Текст книги "За туманом"
Автор книги: Михаил Соболев
Жанр: Современная русская литература, Современная проза
Возрастные ограничения: +16
сообщить о неприемлемом содержимом
Текущая страница: 6 (всего у книги 8 страниц)
Глава 10
Люда работала в поселковом магазине продавцом. Она была высокая и статная, с русой косой до пояса, чернобровая и яркогубая местная красавица, лет на пять меня постарше. Людмила притягивала к себе мужские взгляды, манила зрелой женской красотой. Она хорошо, со вкусом одевалась, была весёлой и дерзкой на язык. Поговаривали о недолгом её замужестве, что-то там не сложилось…
Трубку Людмила взяла сразу же.
– Люда, я понимаю, что сейчас путина… В курсе, что в посёлке сухой закон… Знаю, что спиртное нельзя продавать, знаю прекрасно, – телефонная трубка, и та, кажется, вспотела от жары.
– Да, конечно, я твой должник… помню, помню: розетку на кухне и дверцу у шкафчика… Да… Да… Да. Ну, хорошо, сегодня… Всё, я занят.
– Главного механика, пожалуйста… Валентин Иванович? Добрый день, Буров беспокоит… Минуточку.
– Ну, что там у тебя? – зажимаю трубку рукой.
Анжела, заглянув в кабинет, знаками показывает мне, что перепечатала заявку.
– Валентин Иванович, я разобрался… Да, конечно, восемьсот тонн… Да, банальная опечатка… Хорошо, хорошо… До свидания…
Дверь кабинета Главного бухгалтера прикрыта.
– Семён Яковлевич, есть предложение, вздрогнуть, – я достаю из кармана бутылку, – вот: спирт питьевой, девяносто шесть оборотов… Как достал?.. И не спрашивайте, Семён Яковлевич…
Поздно вечером на подгибающихся ногах, стараясь не споткнуться о неровные доски тротуара, бреду к дому «Людки-продавщицы». Из мужского барака под бренчание расстроенной гитары льётся протяжное, с блатной слезой в голосе:
«Сигаретой опишу коле-е-чко,
Спичкой на снегу-у-у поставлю точку.
Что-то, что-то надо побере-е-чь бы,
Но не бережё-ё-ё-м – уж это точно!..»
* * *
Я проснулся с чувством произошедшей катастрофы.

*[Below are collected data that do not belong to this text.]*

PR #925, opened 2020-01-21
Improve Firefox notes for the U2F proxy

strugee:
* Remove notes about pre-Firefox Quantum versions, as these are *long* outdated
* Be clearer about U2F being deprecated and how that affects Firefox support

Maybe we should also just say outright "the real fix for this problem is for the proxy to be updated to FIDO2/Webauthn"?

### DIFF
--- a/user/security-in-qubes/u2f-proxy.md
+++ b/user/security-in-qubes/u2f-proxy.md
@@ -114,16 +114,16 @@ For example, if your `banking` qube enrolls your banking key, and your `twitter`
 
 ## TemplateVM and browser support
 
-The large number of possible combinations of TemplateVM (Fedora 27, 28; Debian 8, 9) and browser (multiple Google Chrome versions, multiple Chromium versions, multiple Firefox versions) made it impractical for us to test every combination that users are likely to attempt with the Qubes U2F Proxy.
+The large number of possible combinations of TemplateVM (Fedora 27, 28; Debian 8, 9) and browser (multiple Google Chrome versions, multiple Chromium versions) made it impractical for us to test every combination that users are likely to attempt with the Qubes U2F Proxy.
 In some cases, you may be the first person to try a particular combination.
 Consequently (and as with any new feature), users will inevitably encounter bugs.
 We ask for your patience and understanding in this regard.
 As always, please [report any bugs you encounter].
 
-Please note that, in Firefox before Quantum (e.g. Firefox 52 in Debian 9), you have to install the [U2F Support Add-on][ff-u2f-addon].
-In Firefox post-Quantum you may have to enable the `security.webauth.u2f` flag in `about:config`.
-Chrome and Chromium do not require any special browser extensions.
-
+Unfortunately, the U2F protocol that Qubes U2F Proxy supports has been superseded by a newer, better-standardized protocol: Web Authentication, also known as Webauthn.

«Идиот… Не может быть, чтобы хоть кто-нибудь да не заметил, как ты сюда зашёл, – ругал я себя. – Что же делать?..»
Людмила, напротив, щебетала без остановки и порхала у плиты, как птичка. Стараясь не смотреть в глаза вновь обретённой подруге, я быстро оделся и, потрогав небритый подбородок, пробормотал:
– Люда, ты прости меня. Не знаю, как это случилось…
– Да, что ты, ёлки зелёные, мне очень понравилось. Не ожидала от тебя такой прыти: налетел, как лев, даже охнуть не успела… Думала, все рёбра переломал. Нет, всё вроде цело, только душа девичья теперь болит… – она прижалась ко мне молодым горячим телом, заглянула в глаза.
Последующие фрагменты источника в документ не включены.